Would you like me to move this thread to the members journal section?


----------



## CJ (Jan 29, 2022)

Send0 said:


> It might be better to start an ongoing log in the members journal section, rather than a new entry for each workout in the chat forum.
> 
> Would you like me to move this thread to the members journal section?


I did it anyway, if you want the name changed @Sorentino05 , just let me know. 

Keep all your daily log entries in here, so they're all together in a log. 

Good luck amigo!!!


----------



## Sorentino05 (Jun 5, 2022)

Howdy y'all, I'm back after a long unwarranted break and I thought I'd fill you in with what's been going on in my life (and I'm gonna get pretty personal).
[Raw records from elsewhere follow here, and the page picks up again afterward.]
Issue #1840, opened 2016-05-19
ParseObject still has deleteOperation in field after saveCallback, when using beforeSave in Cloud


pargu:
Reproduce:
1. Set remove / removeKey on a field on a ParseObject and save object with block (using beforeSave on Cloud for object - only returning response.success())
2. Logging object after save has been done in block still contains deleteOperation for the field. On server side all is fine, with the right values set (value removed).
3. Later on trying to save new value to same field causing "Operation is invalid after previous operation", because you are trying to add to a field that has a deleteOperation still in it and trying to save said object.

Hacks
 1. Add empty string to field instead of remove / removeKey (null checks can't be made later on)
 2. Create a new ParseObject and init old object into it, before saving the second time (Everything goes fine, cache:ing is lost if you need to update something in views in previous screens which are connected to original object. This hack does not support ParseInstallation and ParseUser)
 3. Fetch object again in saveCallback (Not very efficient)

drew-gross:
Which SDK are you using? This sounds like it might be an SDK issue.

Either way, could you turn on verbose logging for your server with `VERBOSE=1` env var, and show the request and response from when you make this call?

pargu:
We are running the latest versions of the Android and iOS SDKs, with the same result for both.
Verbose logging is now also set.

This is a test made with an Android Device, only returning success from before- and aftersave of an object.The test is simple. You first "check in" a child-object and set values to it. Later when "Checking out" the child-object you remove some values from it.

# Cloud
Parse.Cloud.beforeSave(‘myObjectName’, function(req, resp) {
    
   console.log("**BF SAVE KID REQ** " +JSON.stringify(req.object));
   resp.success();

});


Parse.Cloud.afterSave('myObjectName', function(req, resp) {
 
   console.log("**AF SAVE KID REQ**" +JSON.stringify(req.object));
    resp.success();

});

# CHECK IN

### BF SAVE KID REQ 
[...]

PR #1940, opened 2016-05-29
Adding a test demonstrating issue #1840.

airdrummingfool:
This test demonstrates #1840: using `unset` to remove a child object leaves behind an `UnsetOp` in the child object's place when there is a non-trivial beforeSave on the parent object.

### DIFF
--- a/spec/CloudCode.spec.js
+++ b/spec/CloudCode.spec.js
@@ -589,4 +589,60 @@ describe('Cloud Code', () => {
       done();
     });
   });
+
+  it('should fully delete objects when using `unset` with beforeSave (regression test for #1840)', done => {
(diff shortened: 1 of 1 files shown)


flovilmart:
Awesome! Any clue for a fix proposal?

airdrummingfool:
No ideas yet - if I get some time in the next couple of days I'll do some digging.

airdrummingfool:
@flovilmart I found another bug that is related, but is exposed using `set('key', undefined)` instead of `unset('key')` and has a different outcome. Is it more appropriate to add it to this existing test, or write a new test?

flovilmart:
Closing as we have a fix with Parse-JS 1.9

I went to Mexico for my birthday in March and it was awesome, even on vacation I got a gym membership and stayed consistent. I'm currently bulking and I'm going to start my cut in November and I'm super excited. In the most recent news I got pretty close to a girl and we did the dirty hahaha, but the sad part is I didn't feel anything, emotionally or physically, it sucked but i didn't expect much of my first time. I've also recently got my deadlift up to 405LBS! I'm super proud of myself and I can't wait to progress further, I'm currently trying to get my bench up to 225lbs from 165lbs. I could ramble on for another couple of paragraphs but I'll stop here. Love y'all.


----------



## BigBaldBeardGuy (Jun 5, 2022)

Lol. This guy is great!!!


----------



## Sorentino05 (Jun 6, 2022)

Contemplating working upper body instead of legs today, the chest and arms are lacking hahaha. 
(Pics taken last night)


----------



## Trendkill (Jun 6, 2022)

so. many. questions......


----------



## CJ (Jun 6, 2022)

Trendkill said:


> so. many. questions......


None that we want answers to though. 🤣


----------



## BigBaldBeardGuy (Jun 6, 2022)

Sorentino05 said:


> Contemplating working upper body instead of legs today, the chest and arms are lacking hahaha.
> (Pics taken last night)


Lol. Why? Just why?

Looks like a flabby teenage Tony Mandarich.


----------



## Sorentino05 (Jun 6, 2022)

BigBaldBeardGuy said:


> Lol. Why? Just why?
> 
> Looks like a flabby teenage Tony Mandarich.


Oof😂


----------